=== MATERIAL SUPPLIED ===

PR #2139, opened 2020-06-25
[ublox] Do not run AT+COPS=0 when performing warm bootup if already registering/registered

avtolstoy:
### Problem

image

Despite being registered, an `AT+COPS=0` call under some conditions may take substantial amount of time, which will prolong the bootup times.

### Solution

1. Only perform `AT+COPS=0` conditionally. This is only implemented for uBlox-based devices, as Quectel seems to behave correctly and also we cannot reliably tell whether it's attempting to perform registration or not (it may report `+COPS: 0` even if it's not attempting to find an operator).
2. Additionally we've enabled packet domain errors (`AT+CGEREP`) which are useful in debugging connectivity issues
3. This PR also makes sure that failure to open muxer data channel used for PPP connections is treated as a non-recoverable failure, causing modem reset.

### Steps to Test

1. Make sure a cellular device is connected to the cloud
2. Reset
3. `AT+COPS=0` should not be executed
4. It should reconnect back to the cloud almost instantaneously without blocking for up to minutes in `AT+COPS=0` despite being already registered

### Example App

N/A

### References

N/A

---

### Completeness

- [ ] Added documentation

### DIFF
--- a/hal/network/ncp_client/sara/sara_ncp_client.cpp
+++ b/hal/network/ncp_client/sara/sara_ncp_client.cpp
@@ -1459,9 +1459,10 @@ void SaraNcpClient::connectionState(NcpConnectionState state) {
             return SYSTEM_ERROR_NONE;
         }, this);
         if (r) {
+            LOG(ERROR, "Failed to open data channel");
+            ready_ = false;
             connState_ = NcpConnectionState::DISCONNECTED;
         }
-        muxer_.resumeChannel(UBLOX_NCP_PPP_CHANNEL);
     }
 
     const auto handler = conf_.eventHandler();
--- a/hal/network/ncp_client/sara/sara_ncp_client.cpp
+++ b/hal/network/ncp_client/sara/sara_ncp_client.cpp
@@ -120,6 +120,9 @@ using CidType = decltype(CellularGlobalIdentity::cell_id);
 const size_t UBLOX_NCP_R4_BYTES_PER_WINDOW_THRESHOLD = 512;
 const system_tick_t UBLOX_NCP_R4_WINDOW_SIZE_MS = 50;
 
+const int UBLOX_DEFAULT_CID = 1;
+const char UBLOX_DEFAULT_PDP_TYPE[] = "IP";
+
 
 } // anonymous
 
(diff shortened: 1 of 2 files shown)


hal/network/ncp_client/sara/sara_ncp_client.cpp
```diff
@@ -1377,11 +1383,20 @@ int SaraNcpClient::registerNet() {
...
+    CHECK_TRUE(r == AtResponse::OK, SYSTEM_ERROR_AT_NOT_OK);
 
     // NOTE: up to 3 mins (FIXME: there seems to be a bug where this timeout of 3 minutes
     //       is not being respected by u-blox modems.  Setting to 5 for now.)
-    r = CHECK_PARSER(parser_.execCommand(5 * 60 * 1000, "AT+COPS=0,2"));
+    if (copsState != 0) {
+        // If the set command with <mode>=0 is issued, a further set
+        // command with <mode>=0 is managed as a user reselection
+        r = CHECK_PARSER(parser_.execCommand(5 * 60 * 1000, "AT+COPS=0,2"));
+    }
```
keeramis, line 1399: One quick thought on this: As written in the attached AT manual, this will trigger a re-selection which we want to avoid for faster bootup times (which is all good). If we have to deal with roaming locations though, is it worth having an `AT+COPS=0` setting to in fact trigger a re-selection because otherwise what if it doesn't attach to network as expected. Am I making sense? Should we have a check that tells when to set `AT+COPS=0` and when not to set it? I know we have 10 min timeout, but even after 10min when we hit this line, looks like we won't do another `AT+COPS=0` in case which we may not register on a given network with edge case roaming scenarios and such?

avtolstoy: But after 10 mins and a modem reset the modem on its own will start a new registration process (auto-COPS), right?

keeramis: Hmm.. good point. That's also right. It should. (Reset is supposed to be more powerful than anything else.)

keeramis:
Please note the caveats that were discussed related to errors like `118` for ` Host is unreachable`. 
Log snippet:

```
0000098020 [lwip] TRACE: sent [IPCP ConfReq id=0x4 <addr 10.97.60.89> <msdns1 174.47.40.106> <msdns2 174.47.20.106>]
0000098023 [net.ppp.client] TRACE: TX: 29
0000098024 [lwip] TRACE: pppos_write[3]: len=26
0000099282 [net.ppp.client] TRACE: RX: 10
0000099284 [lwip] TRACE: pppos_input[3]: got 10 bytes
0000099286 [net.ppp.client] TRACE: RX: 28
0000099287 [lwip] TRACE: rcvd [IPCP ConfReq id=0x5]
0000099289 [lwip] TRACE: pppos_input[3]: got 28 bytes
0000099291 [net.ppp.ipcp] TRACE: input 4
0000099293 [lwip] TRACE: sent [IPCP ConfAck id=0x5]
0000099295 [net.ppp.client] TRACE: TX: 12
0000099296 [lwip] TRACE: pppos_write[3]: len=8
0000099298 [lwip] TRACE: rcvd [IPCP ConfAck id=0x4 <addr 10.97.60.89> <msdns1 174.47.40.106> <msdns2 174.47.20.106>]
.
.
```

PR #2142, opened 2020-06-26
Allow resetting the device via a low-level vendor-specific USB request

sergeuz:
### Problem

When testing Device OS in automated scenarios, we frequently need to recover devices under test from some blocked state caused by, for example, the network registration process.

### Solution

Allow resetting the device and cancelling the cloud connection directly in the USB HAL's ISR.

### Steps to Test

Using [this](https://github.com/particle-iot/particle-usb/tree/reset_req/ch57751) branch of particle-usb:
```js
const usb = require('particle-usb');

async function run() {
    let dev = null;
    try {
        const devs = await usb.getDevices();
        if (!devs.length) {
            throw new Error('No devices found');
        }
        dev = devs[0];
        await dev.open();
        // This should reset the device immediately
        // await dev.reset({ force: true });
        // This should cause the device to disconnect from the cloud immediately
        // await dev.disconnectFromCloud({ force: true });
    } catch (err) {
        console.error(err.stack);
        process.exit(1);
    } finally {
        if (dev) {
            await dev.close();
        }
    }
}

run();
```

### References

- [ch57751]

### DIFF
--- a/system/src/usb_control_request_channel.cpp
+++ b/system/src/usb_control_request_channel.cpp
@@ -24,6 +24,7 @@
 #include "system_task.h"
 #include "system_threading.h"
 
+#include "core_hal.h"
 #include "deviceid_hal.h"
 
 #include "spark_wiring_interrupts.h"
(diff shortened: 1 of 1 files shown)


system/src/usb_control_request_channel.cpp
```diff
@@ -521,6 +535,15 @@ bool particle::UsbControlRequestChannel::processVendorRequest(HAL_USB_SetupReque
     } else {
         // Host-to-device
         switch (req->wIndex) {
+        case CTRL_REQUEST_RESET: {
+            // TODO: This will cause an error at the host side
+            HAL_Core_System_Reset_Ex(RESET_REASON_USER, 0, nullptr);
```
avtolstoy, line 540: :fearful:

sergeuz: :shrug:

PR #2149, opened 2020-07-10
Implement the Ultra-low Power mode

XuGuohui:
The Ultra-Low Power mode aims to achieve extreme low and reliable power consumption for sleepy devices. The power consumption in this mode is similar to the Hibernate mode, besides, it enables that device can be woken up by many sources and can continue running after waking up.

### Example App

```c
void setup() {
    delay(1000);
    System.sleep(SystemSleepConfiguration().mode(SystemSleepMode::ULTRA_LOW_POWER).duration(10s));
}

void loop() {

}
```
---

### Completeness

- [ ] Added documentation


XuGuohui:
Tests need to be added in `user/tests/wiring/sleep20`.

PR #2155, opened 2020-07-20
BLE cannot restart advertising when it is asleep.

XuGuohui:
### Problem

BLE cannot restart advertising when disconnected by peer device if sleep mode is enabled

### Steps to Test

1. Build and flash the below example application.
2. Connect to device using mobile App, e.g. LightBlue.
3. Disconnect from device using mobile App.
4. Device should restart advertising automatically.

### Example App

```c
#include "Particle.h"

SYSTEM_MODE(MANUAL);

void setup() {
    BLE.advertise();
}

void loop() {
    delay(1000);
    System.sleep(SystemSleepConfiguration().mode(SystemSleepMode::STOP).gpio(D0, RISING).ble());
}
```

---

### Completeness

- [ ] Added documentation

### DIFF
--- a/hal/src/nRF52840/sleep_hal.cpp
+++ b/hal/src/nRF52840/sleep_hal.cpp
@@ -53,6 +53,7 @@ using namespace particle;
 typedef struct WakeupSourcePriorityCache {
     uint32_t gpiotePriority;
     uint32_t rtc2Priority;
+    uint32_t blePriority;
 } WakeupSourcePriorityCache;
 
 static void bumpWakeupSourcesPriority(const hal_wakeup_source_base_t* wakeupSources, WakeupSourcePriorityCache* priority, uint32_t newPriority) {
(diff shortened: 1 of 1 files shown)


hal/src/nRF52840/sleep_hal.cpp
```diff
@@ -379,6 +387,10 @@ static void fpu_sleep_prepare(void) {
     SPARK_ASSERT((fpscr & 0x07) == 0);
 }
 
+#ifdef DEBUG_BUILD
```
avtolstoy, line 390: I assume this is here only for going through this function more easily with a debugger. Let's remove it.

hal/src/nRF52840/sleep_hal.cpp
```diff
@@ -590,6 +602,22 @@ static int enterStopBasedSleep(const hal_sleep_config_t* config, hal_wakeup_sour
         // we are still under the effect of HAL_disable_irq that masked all but SoftDevice interrupts using BASEPRI
         __enable_irq();
 
+        /*
+         * SD_EVT_IRQn is set pending after __enable_irq() and SoftDevice interrupts being executed.
```
avtolstoy, line 606: Let's reword this, I had to read it multiple times and ask additional questions to understand how this works:

Wake-up on BLE events relies mainly on `SD_EVT_IRQn` interrupt, which will be disabled through NVIC (not masked) when entering `sd_nvic_critical_region_enter()`. Normally on BLE activity we would be woken up by other high-priority SoftDevice interrupts (e.g. timers, radio events etc), however `SD_EVT_IRQn` would be set as pending only after we unmask high-priority SoftDevice interrupts (`__enable_irq()`) and after the appropriate SoftDevice interrupt handlers finish executing. We would then immediately go back to sleep and wouldn't notice this change in `SD_EVT_IRQn` state. As a workaround, for the duration of the sleep, we'll be bumping the priority of `SD_EVT_IRQn`, so that it can wake us up from stop mode (`WFI`) as well.

avtolstoy: Alternatively, I think it might be viable to simply move pending IRQ checks under `__enable_irq()`.

PR #2159, opened 2020-07-21
FuelGauge waking up enhancement

XuGuohui:
By applying the changes, device can resume from sleep faster if system power manager is enabled.
### Example App

```c
#include "Particle.h"

SYSTEM_MODE(MANUAL);

void startup() {
    // conf.feature(SystemPowerFeature::DISABLE);
    System.setPowerConfiguration(conf);
}

STARTUP( startup() );

void setup() {
    System.sleep(SystemSleepConfiguration().mode(SystemSleepMode::STOP).duration(3s));
    LOG(TRACE, "Now: %d", millis());
}

void loop() {
}
```

Log if system power manager is not enabled:
>0000004027 [app] application.cpp:17, setup(): TRACE: Now: 4027

Log if system power manager is enabled:
>0000003537 [app] application.cpp:17, setup(): TRACE: Now: 3537
---

### Completeness

- [ ] Added documentation

### DIFF
--- a/system/src/system_power_manager.cpp
+++ b/system/src/system_power_manager.cpp
@@ -123,29 +123,25 @@ void PowerManager::update() {
 }
 
 void PowerManager::sleep(bool s) {
-  if (isRunning()) {
 #if HAL_PLATFORM_POWER_MANAGEMENT_OPTIONAL
-   if (detect_) {
+  if (detect_ && isRunning()) {
 #else
-    {
+  if (isRunning()) {
 #endif
-      FuelGauge gauge;
-      // When going into sleep we do not want to exceed the default charging parameters set
-      // by initDefault(), which will be reset in case we are in a DISCONNECTED state with
-      // PMIC watchdog enabled. Reset to the defaults and disable watchdog before going into sleep.
-      if (s) {
-        // Going into sleep
-        if (g_batteryState == BATTERY_STATE_DISCONNECTED) {
-          initDefault();
-        }
-        gauge.sleep();
-      } else {
-        // Wake up
+    // When going into sleep we do not want to exceed the default charging parameters set
+    // by initDefault(), which will be reset in case we are in a DISCONNECTED state with
+    // PMIC watchdog enabled. Reset to the defaults and disable watchdog before going into sleep.
+    if (s) {
+      // Going into sleep
+      if (g_batteryState == BATTERY_STATE_DISCONNECTED) {
         initDefault();
-        Event ev = Event::Wakeup;
-        os_queue_put(queue_, (const void*)&ev, CONCURRENT_WAIT_FOREVER, nullptr);
-        update();
       }
+      FuelGauge gauge;
+      gauge.sleep();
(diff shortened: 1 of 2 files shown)


system/src/system_power_manager.cpp
```diff
@@ -142,9 +142,14 @@ void PowerManager::sleep(bool s) {
       // Wake up
       initDefault();
       update();
-      gauge.wakeup();
-      // Delay for at least 500ms to make sure the fuelgauge is ready to function after woken up.
-      HAL_Delay_Milliseconds(500);
+      if (isRunning()) {
+        Event ev = Event::Wakeup;
+        os_queue_put(queue_, (const void*)&ev, CONCURRENT_WAIT_FOREVER, nullptr);
```
avtolstoy, line 147: This should be done before or combined with `update()` call. As otherwise the fuelgauge will anyway be accessed in `handleUpdate()`.

system/src/system_power_manager.cpp
```diff
@@ -123,28 +123,29 @@ void PowerManager::update() {
 }
 
 void PowerManager::sleep(bool s) {
+  if (isRunning()) {
 #if HAL_PLATFORM_POWER_MANAGEMENT_OPTIONAL
```
avtolstoy, line 127: Nit: formatting.

This can also probably be changed to:
```c++
#if HAL_PLATFORM_POWER_MANAGEMENT_OPTIONAL
if (detect_ && isRunning()) {
#else
if (isRunning()) {
#endif //HAL_PLATFORM_POWER_MANAGEMENT_OPTIONAL
```

system/src/system_power_manager.cpp
```diff
@@ -123,28 +123,29 @@ void PowerManager::update() {
...
+      // PMIC watchdog enabled. Reset to the defaults and disable watchdog before going into sleep.
+      if (s) {
+        // Going into sleep
+        if (g_batteryState == BATTERY_STATE_DISCONNECTED) {
+          initDefault();
+        }
+        gauge.sleep();
+      } else {
+        // Wake up
         initDefault();
```
avtolstoy, line 144: This should be moved to be processed in the PM thread as we've discussed.

system/src/system_power_manager.cpp
```diff
@@ -330,6 +331,10 @@ void PowerManager::loop(void* arg) {
         // Do not re-run DPDM
         self->initDefault(false);
         self->update_ = true;
+      } else if (ev == Event::Wakeup) {
```
avtolstoy, line 334: This event should trigger: `initDefault()` + `handleUpdate()` call here in this thread.

system/src/system_power_manager.cpp
```diff
@@ -330,6 +327,12 @@ void PowerManager::loop(void* arg) {
...
+        initDefault();
```
avtolstoy, line 331: Nit: might be a good idea to immediately acquire fuelgauge here rather than after `initDefault()`.

PR #2161, opened 2020-07-21
ensure client member vars are initialized before use

### LINKED ISSUE #2160: nif is used uninitialized in spark_wiring_client / TCP client
Running cross compiled firmware under valgrind gave a lot of warnings about the use of uninitialized memory, in TCPClient::available.

Line that causes it is:
```
    if(Network.from(nif).ready() && isOpen(d_->sock))
```

Turns out that `nif` is used without being initialized.

Fixed by changing in spark_wiring_client:
```
network_interface_t nif;
```
to
```
network_interface_t nif = 0;
```

A similar bug is found in spark_wiring_udp.h, where these two initializations should be added:
```

    /**
     * The network interface this UDP socket should bind to.
     */
    network_interface_t _nif = 0;

    /**
     * Set to non-zero if the buffer was dynamically allocated by this class.
     */
    uint8_t _buffer_allocated = false;
```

===

WHAT TO DO: Say the number of lines in the entries that have the string "more", and only that.

FINISHED EXERCISE: 2